Catherine Conconne met en garde contre des troubles à l’ordre public 

La sénatrice, Catherine Conconne déplore une prise en « otage » des Martiniquais dans ce conflit de l’eau qui ne fait qu’empirer et met en garde contre un risque de troubles à l’ordre public, face à des usagers désespérés.

« Nous risquons à terme des troubles. Les populations concernées nous ont adressés assez de signaux pour que nous soyons conscients de leur état », prévient-elle dans un communiqué.
« La parole publique a perdu tout crédit auprès de la population et tous nos efforts sont mis à mal. Monsieur le Préfet, les Martiniquais ne doivent pas être l’otage d’une guerre qui s’est visiblement installée dans ce milieu et qui leur cause un préjudice inacceptable renforcé par la période d’épidémie de COVID,» fustige-t-elle.

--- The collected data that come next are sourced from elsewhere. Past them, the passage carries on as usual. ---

PR #298, opened 2019-06-19
CalcDB from_file method now supports SSL

stevetorr:
## Summary
This pull request is for a bug which I identified and patched in this google groups link:
https://groups.google.com/forum/#!topic/atomate/7D8Cc4xyiLw

Briefly summarized, the issue is: (a full explanation at the link above)
- The from_db method in the CalcDB method cannot take in arguments beyond what is explicitly listed in the function.
- This interferes with users who are using the CalcDB method as a part of workflows which ingest the results of calculations into databases which e.g. require SSL to enter.
And my fix is:
+ I have updated the method to improve flexibility with input SSL parameters.
+ I anticipated and addressed a potential bug in which the kwargs passed to the MongoClient instantiation collide with other arguments already hard-coded to be passed in, and so I remove the keys in the kwargs dictionary which produce a 'collision'; this also solves the problem of unexpected kwargs which could raise an error.Therefore, I decided a safer way to allow SSL support was through a 'whitelist', which would be less likely to break people's installations.

As I mentioned before, I don't know if unsolicited pull requests are welcome for tiny bug fixes, but hopefully you can accept this contribution.

### DIFF
--- a/atomate/utils/database.py
+++ b/atomate/utils/database.py
@@ -135,7 +135,7 @@ class CalcDb(six.with_metaclass(ABCMeta)):
 
         # Remove keys which may cause collision when calling MongoClient
         for key in list(kwargs.keys()):
-            if key not in ['ssl','ssl_ca_certs','ssl_pem_passphrase','ssl_keyfile']:
+            if key not in ['ssl','ssl_ca_certs','ssl_ca_certfile','ssl_pem_passphrase','ssl_keyfile']:
                 del kwargs[key]
         
         return cls(creds["host"], int(creds["port"]), creds["database"], creds["collection"],
--- a/atomate/utils/database.py
+++ b/atomate/utils/database.py
@@ -125,11 +125,19 @@ class CalcDb(six.with_metaclass(ABCMeta)):
             user = creds.get("readonly_user")
             password = creds.get("readonly_password")
 
-        kwargs = {}
+        kwargs = dict(creds)
         if "authsource" in creds:
             kwargs["authsource"] = creds["authsource"]
         else:
             kwargs["authsource"] = creds["database"]
+        if 'ssl' in creds:
+            kwargs['ssl'] = bool(creds['ssl'])
+
+        # Remove keys which may cause collision when calling MongoClient
+        for key in ['host','port','database','collection','admin_password','admin_user',
+               'readonly_user','readonly_password','password','username']:
+            if key in kwargs:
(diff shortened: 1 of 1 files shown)


atomate/utils/database.py
```diff
@@ -125,11 +125,18 @@ def from_db_file(cls, db_file, admin=True):
...
         if "authsource" in creds:
             kwargs["authsource"] = creds["authsource"]
         else:
             kwargs["authsource"] = creds["database"]
-
+        if 'ssl' in creds:
+            kwargs['ssl'] = bool(creds['ssl'])
+
+        # Remove keys which may cause collision when calling MongoClient
+        for key in list(kwargs.keys()):
```
computron: Could you explain the rationale for this?

Are you trying to avoid a specific problem that you've seen in practice happen, or are you simply trying to be extra cautious?

I would generally avoid this; for example, let's say that MongoClient in a later version of pymongo supports some new kwarg based on some new feature of MongoDB. A user supplies that new kwarg, but it fails due to this line of code. The user is then confused - is atomate restricting the keys for some scientific reason (e.g., atomate will break if the new kwarg is supplied) or will it be OK to add the new kwarg to the list of allowed kwargs?

Let me know if there's some specific reason this line needs to be in there, thanks!

computron: Nevermind I see the point now - you want to avoid having things like ``readonly_user`` and ``readonly_password`` from creds passed into kwargs. I think there should be a better solution to this though

computron:
@stevetorr thanks for this PR. In general, yes, atomate of course accepts pull requests! However, if  you are undertaking something time-consuming, it is always better to coordinate with us first to make sure your PR can be put in the main branch without issues.

For this particular issue, I am closing it via: dfebb7fefd380afb0bbcd0e3f48efb1670b1019a

Essentially, the commit above allows you to create a key called ``mongoclient_kwargs`` in your creds file. The subkeys for that (like ssl) can be used to throw any kwarg you want into MongoClient. Note that casting to boolean should not be needed ; both JSON and YAML should support boolean as native types. Let me know if you run into issues with this solution! Here is some documentation on nested dicts in YAML if you need it:

https://stackoverflow.com/questions/12468806/yaml-multi-nested-and-python-dictionary

e.g.
```
mongoclient_kwargs:
    ssl: True 
```

or
```
mongoclient_kwargs: {ssl: True}
```

PR #302, opened 2019-08-26
Update to glue_tasks.py CopyVaspOutputs

tboland1:
## Summary
When using CopyVaspOutputs to copy very large files, like the WAVECAR, current implementation can fail after running out of memory. This is most likely from the way the file is read into the memory with *.read(). Using shutil.copyfileobj which has chunk size optimization avoids this failure and is in general faster.

*Capable of unzipping large file
* Faster
* Fix: Errors which result from copying large files


computron:
Thanks!

Issue #304, opened 2019-08-27
SCAN workflow broken, extraneous Custodian arg?


mkhorton:
"db_file" doesn't seem to be used by RunVaspCustodian?

https://github.com/hackingmaterials/atomate/blob/ded674be240ceb7af097bd95610d2c50120c428e/atomate/vasp/workflows/presets/scan.py#L41

https://github.com/hackingmaterials/atomate/blob/ded674be240ceb7af097bd95610d2c50120c428e/atomate/vasp/firetasks/run_calc.py#L68

Not sure if this changed (@shyamd ?), or if it never did anything, but since strict checks were added the workflow can no longer be initialized.

PR #317, opened 2019-10-25
Fix bug in SCAN workflow

rkingsbury:
## Summary

RunVaspCustodian no longer accepts a db_file argument, so the wf_scan_opt workflow fails. This commit removes the spurious argument.

### DIFF
--- a/atomate/vasp/powerups.py
+++ b/atomate/vasp/powerups.py
@@ -292,28 +292,6 @@ def clear_modify(original_wf, fw_name_constraint=None):
         original_wf.fws[idx_fw].tasks.pop(idx_t)
     return original_wf
 
-def set_walltime(original_wf, walltime=None, 
-                          fw_name_constraint=None, task_name_constraint=None):
-    """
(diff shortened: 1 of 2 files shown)


mkhorton:
Fun fact, to my knowledge it never accepted a db_file arg so this didn’t
actually do anything. This is one of the many little bugs picked up by
stricter checking of FW spec args.

mkhorton:
Would close #304

rkingsbury:
I'm not sure why the tests are failing. The error is 

`ImportError: cannot import name 'VaspInput' from 'pymatgen.io.vasp' (/root/miniconda3/envs/test_env/lib/python3.7/site-packages/pymatgen/io/vasp/__init__.py)`

which is unrelated to the code I changed

utf:
Hi Martin,

The atomate unit tests have now been fixed in the master branch.

Would you be able to pull the latest changes from master and update this branch so we can check no tests are failing.

Best,
Alex

rkingsbury:
@utf We're revamping the SCAN workflows in more detail now, so I'm going to close this and resubmit a new PR after the more substantive changes are finalized

PR #319, opened 2019-11-14
Add a warning for user if ISIF 0, 1, 2, or 7 and double relaxation job

mhsiron:
A double relaxation job is typically used when allowing the cell shape and volume to change, in order to avoid Pulay stresses.

I added a warning that if these degrees of freedom aren't allowed but a double relaxation job is selected, perhaps computational time might be wasted.


utf:
Hi Martin,

The atomate unit tests have now been fixed in the master branch.

Would you be able to pull the latest changes from master and update this branch so we can check no tests are failing.

Best,
Alex

mhsiron:
> Would you be able to pull the latest changes from master and update this branch so we can check no tests are failing.

Would that be the same as just submitting a new PR with the same changes? (Still a bit new to git)

utf:
If you are in your atomate folder the commands would be:

```
git checkout patch-2
git pull upstream master
git push
```

The first command will not be necessary if you are already on the patch-2 branch but it will not hurt either way.

mhsiron:
done! thanks!

utf:
Thank you!

PR #320, opened 2019-11-20
Fix atomate tests

utf:


utf:
Atomate tests are now passing and this should be ready to merge.

I had to skip `TestAdsorptionWorkflow.test_wf_functions` as the expected output of the slab generation really isn't clear to me.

Faute d’avoir pu obtenir des résultats, malgré plusieurs réunions avec les acteurs concernés, elle demande au préfet de les réunir à nouveau afin « d’arbitrer ce trouble qui porte préjudice aux Martiniquais ».

Catherine Conconne préconise des mesures de contrôles en « plus haut lieu »

«Je vous demande instamment de bien vouloir réunir dans les plus brefs délais, l’instance qui s’est déjà tenue à deux reprises en préfecture et qui comprend tous les concernés », indique-t-elle. « (…) Une fois de plus, dommage que l’on doive s’en remettre à l’arbitrage du représentant de l’État pour régler une situation qui aurait dû l’être autrement », assène la sénatrice.
« Des mesures de contrôle doivent être engagées en plus haut lieu pour donner satisfaction aux abonnés.

Cette situation d’imbroglio ne peut plus durer », affirme la sénatrice qui est membre de la Commisdion des Affaires economiques et membre de la délégation sénatoriale aux Outre-mer au Sénat.

« Nos compatriotes ne peuvent plus continuer à être les otages de désaccords ou peut-être, encore plus grave de stratégies », accuse-t-elle. « Les laisser dans une telle situation est inqualifiable.

Il faut trancher et toute la vérité doit être dite. Trop de zones d’ombre perdurent », poursuit Catherine Conconne qui constate que « la situation loin de s’arranger empire ».